ASSIGNMENT: In the listing below, how many lines include "that"? Give the number and no other text.
=== Section Start ===
PR #98593, opened 2026-08-30
feat(zai): add Responses API provider support

ecourn:
## Summary

Z.AI serves GLM models on a native OpenAI **Responses** wire at `https://api.z.ai/api/v1` (`POST /v1/responses`), separate from the Chat Completions endpoint (`/api/paas/v4`) already covered by the built-in `zai` profile. Until now, reaching the Responses wire required a hand-written `providers:` entry in `config.yaml` with `transport: codex_responses`. This PR registers it as a first-class plugin profile so `--provider zai-responses` works out of the box.

The change is **purely additive** (3 new files, no existing file touched):

- `plugins/model-providers/zai-responses/` — declarative `ProviderProfile` (`api_key` auth, `api_mode="codex_responses"`), same pattern as the `xai` profile. Auto-wires into `PROVIDER_REGISTRY`, aliases, `CANONICAL_PROVIDERS`, doctor and the picker via the existing registry auto-extension (no edits to `auth.py` / `runtime_provider.py` needed).
  - Keys: `GLM_API_KEY` (Z.ai's documented variable, shared with the `zai` profile) with `ZAI_API_KEY` / `Z_AI_API_KEY` aliases; `ZAI_RESPONSES_BASE_URL` overrides the endpoint for relays.
  - `fetch_models` override parses Z.ai's `{"models": [...]}` / `slug` catalog shape — the generic `{"data": [...]}` / `id` parser returns nothing on a healthy Z.ai response.
  - `fallback_models` pinned to the live catalog: `glm-5.3`, `glm-5.3-flash`, `glm-5-turbo`.
- `tests/hermes_cli/test_zai_responses_provider.py` — 21 behavior contracts (registration, alias resolution, registry auto-wiring, wire-mode detection, catalog parsing incl. `supported_in_api: false` filtering, bearer-auth fetch via stubbed opener). All offline, no network, no real keys.

The existing `zai` profile, its aliases, and the `api.z.ai` reverse hostname mapping are untouched; user `providers:` config still takes precedence, so nothing changes for existing setups.

## Live validation

Verified against the real endpoint (2026-08-30):

- `POST https://api.z.ai/api/v1/responses` with `model: glm-5.3-flash` → HTTP 200 (streaming tool-calling turn).
- `GET https://api.z.ai/api/v1/models` → HTTP 200, `{"models": [{"slug": ..., "supported_in_api": ...}]}` envelope (the shape the parser handles).
[...]

PR #98627, opened 2026-08-30
fix(cli): prevent setproctitle decode failures from aborting startup

### LINKED ISSUE #98620: _set_process_title crashes with UnicodeDecodeError when argv ends in multibyte chars (setproctitle truncation)
### Environment

- macOS (arm64), Python 3.11.15, setproctitle 1.3.7 (latest on PyPI)
- hermes-agent v0.20.6

### Symptom

`hermes -p <profile> chat -q '<any prompt ending in a multibyte char (Chinese/emoji)>'` crashes at startup:

```
File "hermes_cli/main.py", line 13108, in main -> _set_process_title()
File "hermes_cli/main.py", line 251 -> import setproctitle
UnicodeDecodeError: 'utf-8' codec can't decode bytes in position 310-311: unexpected end of data
```

ASCII-only argv and `hermes --version` are unaffected. The crash kills the process at the very first statement of main(), so the agent never starts.

### Root cause

setproctitle 1.3.7 on Darwin (PS_USE_CLOBBER_ARGV): when environ is not contiguous with the argv region, `ps_buffer_size` equals the argv region size exactly. `init_ps_display` writes the space-joined title with `spt_strlcpy`, which reserves one byte for the NUL terminator — the last byte of the title is silently cut. If the last argument ends with a multibyte character, the cut lands mid-sequence, and the module-level `getproctitle()` call at import (setproctitle/__init__.py:56-57, the #113 fork workaround) decodes the truncated buffer via `Py_BuildValue("s#")` -> UnicodeDecodeError.

Deterministic repro: `SPT_NOENV=1` forces the non-contiguous-environ branch (setproctitle skips extending the buffer over environ), so the crash always occurs.

### Suggested fix

In `_set_process_title` (main.py:249-256), widen the guard so a cosmetic title-setter can never kill the agent:

```python
except (ImportError, UnicodeDecodeError):
    pass
```

The ctypes fallback (strategy 2/3) already handles the title gracefully, so the only behavior change is that a crash in the optional dependency no longer aborts startup.

### Repro

```
SPT_NOENV=1 /path/to/venv/bin/hermes model <80 Chinese characters>
# -> UnicodeDecodeError at import setproctitle
```

Related upstream issue: dvarrazzo/py-setproctitle (Darwin strlcpy multibyte-tail truncation), filed in parallel.

ryrenz:
## Summary

Hermes could exit before entering the CLI main loop on macOS when `setproctitle` decoded an argv buffer truncated through a multibyte character. `_set_process_title()` only treated a missing optional dependency as non-fatal, allowing an import-time `UnicodeDecodeError` to escape.

## Changes

- Treat `UnicodeDecodeError` during the optional `setproctitle` strategy as a best-effort title failure and continue to the existing ctypes fallback.
- Add a hermetic regression test that reproduces the import-time decoding failure without invoking a real platform title syscall.

The change is limited to process-title initialization and does not alter normal title-setting behavior.

## Validation

- `scripts/run_tests.sh tests/cli/test_set_process_title.py -q`
- `git diff --check`

Fixes #98620

### DIFF
--- a/hermes_cli/main.py
+++ b/hermes_cli/main.py
@@ -193,6 +193,16 @@ def _set_process_title() -> None:
         return
     except ImportError:
         pass
+    except UnicodeDecodeError:
+        # A corrupt setproctitle .pyc raises this out of the import machinery, and an
+        # unhandled one here aborts startup entirely (#98593). Degrade to the ctypes
+        # fallback, but say so once — a silent permanent no-op is how this was found.
+        import logging as _logging
+
+        _logging.getLogger(__name__).debug(
+            "setproctitle import failed to decode (corrupt bytecode?); using the ctypes fallback",
+            exc_info=True,
+        )
 
     import ctypes
     import platform
--- a/tests/cli/test_set_process_title.py
+++ b/tests/cli/test_set_process_title.py
@@ -1,0 +1,44 @@
+"""Regression tests for the best-effort process title helper."""
+
+import builtins
+from unittest.mock import patch
+
+from hermes_cli.main import _set_process_title
+
+
+def test_set_process_title_survives_unicode_decode_error_during_import():
+    real_import = builtins.__import__
+
+    def import_with_decode_failure(name, *args, **kwargs):
+        if name == "setproctitle":
+            raise UnicodeDecodeError(
+                "utf-8", b"\xe4", 0, 1, "unexpected end of data"
+            )
+        return real_import(name, *args, **kwargs)
+
+    with (
+        patch("builtins.__import__", side_effect=import_with_decode_failure),
+        patch("platform.system", return_value="Windows"),
+    ):
+        _set_process_title()
+
+
+def test_set_process_title_logs_once_when_bytecode_is_corrupt(caplog):
+    """The fallback must not be silent — a permanent no-op is how #98593 was found."""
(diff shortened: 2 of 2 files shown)


kokhlo:
Reading this alongside the call sites — catching `UnicodeDecodeError` at the `import setproctitle` boundary is the right first layer for #98593. One defensive gap worth considering before merge:

the adjacent call site (`hermes_cli/main.py:13108`, `_set_process_title()`) is a silent best-effort with no logging anywhere on the fallback path. If the `.pyc` corruption is environmental (failing disk, stray `PYTHONDONTWRITEBYTECODE` interaction), the feature degrades to a permanent no-op and nothing in the logs or `hermes doctor` ever says so — the operator is back to discovering it the way this issue was discovered.

A one-time DEBUG/WARN line when the fallback path is taken (not per-call — it fires on every process title update) plus a small doctor check would make the degradation visible. Not blocking; the catch itself is correct and well-scoped.

ryrenz:
Good call — added. The fallback now emits a one-shot DEBUG line (with `exc_info`) naming the decode failure, so a permanently degraded title is visible in logs instead of silent. Covered by a second test asserting the record is emitted. Also rebased onto current main.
=== Section End ===
OUTPUT OF THE EXERCISE: 2